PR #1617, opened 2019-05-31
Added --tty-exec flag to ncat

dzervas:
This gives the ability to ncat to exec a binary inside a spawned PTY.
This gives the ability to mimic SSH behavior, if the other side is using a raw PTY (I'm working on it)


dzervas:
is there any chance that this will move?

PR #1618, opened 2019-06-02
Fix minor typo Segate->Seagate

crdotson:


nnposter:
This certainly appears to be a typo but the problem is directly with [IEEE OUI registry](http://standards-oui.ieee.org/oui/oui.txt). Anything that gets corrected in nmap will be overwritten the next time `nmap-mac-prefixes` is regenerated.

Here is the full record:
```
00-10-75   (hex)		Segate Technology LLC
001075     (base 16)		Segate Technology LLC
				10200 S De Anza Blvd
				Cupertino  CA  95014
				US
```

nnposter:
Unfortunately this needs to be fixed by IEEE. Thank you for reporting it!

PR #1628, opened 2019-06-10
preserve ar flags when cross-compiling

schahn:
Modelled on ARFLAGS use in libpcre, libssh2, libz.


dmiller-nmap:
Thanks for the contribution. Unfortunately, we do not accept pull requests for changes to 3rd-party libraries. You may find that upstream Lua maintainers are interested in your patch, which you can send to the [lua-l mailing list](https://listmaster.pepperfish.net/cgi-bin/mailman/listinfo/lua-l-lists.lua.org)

____

◆ **Work item**
Please tally the lines above that contain "IEEE" and report nothing but the total.

◆ **Response to this task**
2